An exact transcription of the lines below, from the first through the one containing "-533,11 +533,17 @@", is the only output wanted.

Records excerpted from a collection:

● ● ● ● ● ● ●

PR #2181, opened 2022-07-30
Fix html md issues

jamesetouma:
Added CSS centering to all the images. Now they are centered in readthedocs . They still are not centered in the MD files. Also, I centered a few equations that were not centered.


oskooi (approved):
LGTM.

PR #2190, opened 2022-08-08
add/update type hints for JAX wrapper of adjoint solver

oskooi:
This PR adds new and also updates existing type hints for *all* functions which make up the JAX wrapper of the adjoint solver. Several of these changes are necessary because #1855 modified the API for `meep._get_gradients` replacing the forward and adjoint field arguments of type `numpy.ndarray` with `meep.DftFields`.  

The function `gather_design_region_fields` is removed because it is no longer used.

cc @ianwilliamson

### DIFF
--- a/python/adjoint/utils.py
+++ b/python/adjoint/utils.py
@@ -24,22 +24,33 @@ FD_DEFAULT = 1e-3
 
 
 class DesignRegion:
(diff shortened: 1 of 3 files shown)


stevengj:
Since @ianwilliamson is okay with this PR, LGTM.

PR #2556, opened 2023-06-21
add docstrings to adjoint solver

mochen4:
Add docstrings to ``objective.py`` and ``optimization_problem.py``

### DIFF
--- a/python/adjoint/objective.py
+++ b/python/adjoint/objective.py
@@ -533,11 +533,17 @@ class Near2FarFields(ObjectiveQuantity):
 class LDOS(ObjectiveQuantity):
     """A differentiable LDOS"""
 
-    def __init__(self, sim: mp.Simulation, **kwargs):
+    def __init__(
+        self, sim: mp.Simulation, decimation_factor: Optional[int] = 0, **kwargs
+    ):
         """Initialize a differentiable LDOS instance
 
         Args:
           sim: the Meep simulation object of the problem.
+          decimation_factor: An integer used to specify the number of timesteps between updates of
+            the DFT fields. The default is 0, at which the value is automatically determined from the
+            Nyquist rate of the bandwidth-limited sources and the DFT monitor. It can be turned off
+            by setting it to 1.
         """
         super().__init__(sim)
         self.srckwarg = kwargs
--- a/python/adjoint/objective.py
+++ b/python/adjoint/objective.py
@@ -147,7 +147,7 @@ class ObjectiveQuantity(abc.ABC):
 
 
 class EigenmodeCoefficient(ObjectiveQuantity):
-    """A frequency-dependent eigenmode coefficient.
+    """A differentiable frequency-dependent eigenmode coefficient.
     Attributes:
         volume: the volume over which the eigenmode coefficient is calculated.
         mode: the eigenmode number.
@@ -158,6 +158,10 @@ class EigenmodeCoefficient(ObjectiveQuantity):
         kpoint_func_overlap_idx: the index of the mode coefficient to return when
           specifying `kpoint_func`. When specified, this overrides the effect of
           `forward` and should have a value of either 0 or 1.
+        decimation_factor: an integer so that the DFT fields are updated at every
+          decimation_factor timesteps. The default is 0, at which the value is
+          automatically determined from the Nyquist rate of the bandwidth-limited
+          sources and the DFT monitor. It can be turned off by setting it to 1.
         subtracted_dft_fields: the DFT fields obtained using `get_flux_data` from
           a previous normalization run. This is subtracted from the DFT fields
           of this mode monitor in order to improve the accuracy of the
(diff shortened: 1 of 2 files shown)


python/adjoint/objective.py
```diff
@@ -284,11 +293,30 @@ def __call__(self):
 
 
 class FourierFields(ObjectiveQuantity):
+    """A differentiable frequency-dependent Fourier Fields (dft_fields)
+    Attributes:
```
oskooi, line 297: Replace "Attributes:" with "Args:" and separate it with the one-line summary above it with a line break following the style guide: https://google.github.io/styleguide/pyguide.html#s3.8.3-functions-and-methods.

python/adjoint/objective.py
```diff
@@ -284,11 +293,30 @@ def __call__(self):
...
+        volume: the volume over which the Fourier Fields are calculated. Due to an unsolved bug,
```
oskooi, line 298: "Fields" should be lowercase. Change "unsolved" to "unresolved."

python/adjoint/objective.py
```diff
@@ -284,11 +293,30 @@ def __call__(self):
...
+          the size must not be zero in at least one direction.
+        component: field component (e.g. mp.Ex, mp.Hz, etc.)
+        yee_grid: if True, the Fourier fields evaluated at corresponding Yee grid point
```
oskooi, line 301: ...at *the* corresponding Yee grid point...

python/adjoint/objective.py
```diff
@@ -284,11 +293,30 @@ def __call__(self):
...
+          are returned; otherwise, interpolated fields at the center of each voxel
+          are returned
+        decimation_factor: an integer so that the DFT fields are updated at every
```
oskooi, line 304: An integer used to specify the number of timesteps between updates of the DFT fields.

python/adjoint/objective.py
```diff
@@ -385,6 +420,24 @@ def __call__(self):
 
 
 class Near2FarFields(ObjectiveQuantity):
+    """A differentiable near2far field transformation
+    Attributes:
```
oskooi, line 424: Args:

python/adjoint/optimization_problem.py
```diff
@@ -21,6 +21,27 @@ class OptimizationProblem:
     calculation) and optionally its gradient (adjoint calculation).
     This is done by the __call__ method.
 
+    Attributes:
```
oskooi, line 24: Args:

oskooi (changes requested):

python/adjoint/objective.py
oskooi: `Attributes` is used for classes and `Args` for functions.

For the `Attributes` section of the docstrings for the `EigenmodeCoefficient` class, we would need to list its *public* members, almost anything with a `self.` prefix defined in the constructor excluding `self._` which are generally used for private members.

We should also add a separate `Args` section to the constructor. The argument descriptions in the constructor docstrings should hopefully be different than the attributes description in the class docstring. The attributes description should be a general summary whereas the argument description is less so.

mochen4: I added separate ``Args`` sections to the constructors. I tried to make the attribute description more concise and general, and argument description more detailed and elaborated. But they still seem a little redundant to me.

python/adjoint/optimization_problem.py
```diff
@@ -123,7 +166,29 @@ def __call__(
...
+              and gradients will then be evaluated at this configuration of design variables.
+            need_value: whether forward evaluations are needed. Default is True.
+            need_gradient: whether adjoint and gradients evaluatiosn are needed. Default is True.
+            beta: the strength of projection of rho_vector. Default to None.
+
+        Returns:
+            A tuple (f0, gradient) where:
+            f0 is the list of objective functions values when design variables
+              are set to rho_vector
+            gradient is the lists of gradients of objective functions with respect to
```
stevengj, line 183: Clarify that `gradient` is a list (over objective functions) of lists (over design regions) of 2d arrays (design vars x frequencies) of derivatives.   If there is only a single objective function, the outer 1-element list is replaced by just that element, and similarly if there is only one design region, while if there is only 1 frequency then the innermost array is squeezed to a 1d array.  (So, for example, if you have only a single objective function, a single design region, and a single frequency, then `gradient` is simply a 1d array of the derivatives.)

python/adjoint/optimization_problem.py
```diff
@@ -21,6 +21,26 @@ class OptimizationProblem:
     calculation) and optionally its gradient (adjoint calculation).
     This is done by the __call__ method.
 
+    Attributes:
+        sim: the corresponding Meep `Simulation` object of the problem
+        objective_functions: list of objective functions on objective_arguments
```
stevengj, line 26:
```suggestion
        objective_functions: list of differentiable functions (callable objects) whose arguments are given by objective_arguments
```

PR #2569, opened 2023-06-29
Describe an additional potential fix for divergent fields due to negative-epsilon materials

oskooi:
Adds an addendum to one of the five proposed solutions of the FAQ: [Why are the fields blowing up in my simulation?](https://meep.readthedocs.io/en/latest/FAQ/#why-are-the-fields-blowing-up-in-my-simulation)


doc/docs/FAQ.md
```diff
@@ -203,6 +203,8 @@ Usage: Fields
...
 
+Regarding (3), if the fields are still blowing up when overlapping the susceptibility material with a PML or Absorber, consider *removing* the absorbing boundary layer on that side to preclude its overlap with the material. If the material is strongly reflective or absorptive, there are likely no transmitted fields. In this case, a PML or Absorber is unnecessary.
```
stevengj, line 206:
```suggestion
As another possibility, if an *entire* boundary consists of a material where $\varepsilon$ has a negative real part (and $\mu$ is positive), or is sufficiently lossy, then realize that you don't need a PML at all — all waves are exponentially decaying in such a material, so you just need to make the material sufficiently thick at the boundary.
```

PR #2583, opened 2023-07-20
refactor KDEF macros into meep_internals.hpp

stevengj:
We want to use them in `step_db.cpp` for the cylindrical updates.


stevengj:
Regarding https://github.com/NanoComp/meep/pull/2538#issuecomment-1639485464, after this PR you should just need `DEF_k` and `DEF_ku` to replace `int k = ...` and `int ku = ...`

PR #2585, opened 2023-07-21
Replace custom loops for im/r update of `step_db.cpp` with `LOOP_OVER_VOL_OWNED0`

oskooi:
Following a suggestion by @stevengj in [#2538 (comment)](https://github.com/NanoComp/meep/pull/2538#issuecomment-1634805342) which had #2583 as a prerequisite, this PR replaces the eight separate custom loops for the $+im/r$ update of `step_db.cpp` with `LOOP_OVER_VOL_OWNED0`.

### DIFF
--- a/src/step_db.cpp
+++ b/src/step_db.cpp
@@ -171,105 +171,96 @@ bool fields_chunk::step_db(field_type ft) {
         const int dku = gv.iyee_shift(cc).in_direction(dsigu);
         const realnum the_m =
             m * (1 - 2 * cmp) * (1 - 2 * (ft == B_stuff)) * (1 - 2 * (d_c == R)) * Courant;
-        const realnum ir0 = gv.origin_r() * gv.a + 0.5 * gv.iyee_shift(cc).in_direction(R);
-        int sr = gv.nz() + 1;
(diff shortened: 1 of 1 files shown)


oskooi:
I think the implementation is now correct (mainly because it is rather straightforward). However, some of the tests are failing because the results have changed slightly and not, importantly, because the fields are blowing up. 

The slight change in results may be an indication that these test failures are not due to the changes introduced by this PR but rather due to a bug somewhere else, i.e. in the special updates equations for $|m| =1$. 

What is unexpected is that looping over just the **owned** grid points (as in this PR) rather than also the not-owned grid points was expected *not* to change the results per @stevengj in [#2538 (comment)](https://github.com/NanoComp/meep/pull/2538#issuecomment-1634805342):

```
But updating the not-owned points here should be harmless because they 
will just get overwritten by `step_boundaries`. 
```

oskooi:
The pre-commit failure is not related to this PR since the logs indicate that the problem is with the notebooks in the `example` folder. Also, I was not able to reproduce the pre-commit failures on the my local machine by running `pre-commit run --all-files` per instructions in the logs. I think we can therefore ignore these errors.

● ● ● ● ● ● ●

▸ **Exercise result**:
PR #2181, opened 2022-07-30
Fix html md issues

jamesetouma:
Added CSS centering to all the images. Now they are centered in readthedocs . They still are not centered in the MD files. Also, I centered a few equations that were not centered.


oskooi (approved):
LGTM.

PR #2190, opened 2022-08-08
add/update type hints for JAX wrapper of adjoint solver

oskooi:
This PR adds new and also updates existing type hints for *all* functions which make up the JAX wrapper of the adjoint solver. Several of these changes are necessary because #1855 modified the API for `meep._get_gradients` replacing the forward and adjoint field arguments of type `numpy.ndarray` with `meep.DftFields`.  

The function `gather_design_region_fields` is removed because it is no longer used.

cc @ianwilliamson

### DIFF
--- a/python/adjoint/utils.py
+++ b/python/adjoint/utils.py
@@ -24,22 +24,33 @@ FD_DEFAULT = 1e-3
 
 
 class DesignRegion:
(diff shortened: 1 of 3 files shown)


stevengj:
Since @ianwilliamson is okay with this PR, LGTM.

PR #2556, opened 2023-06-21
add docstrings to adjoint solver

mochen4:
Add docstrings to ``objective.py`` and ``optimization_problem.py``

### DIFF
--- a/python/adjoint/objective.py
+++ b/python/adjoint/objective.py
@@ -533,11 +533,17 @@ class Near2FarFields(ObjectiveQuantity):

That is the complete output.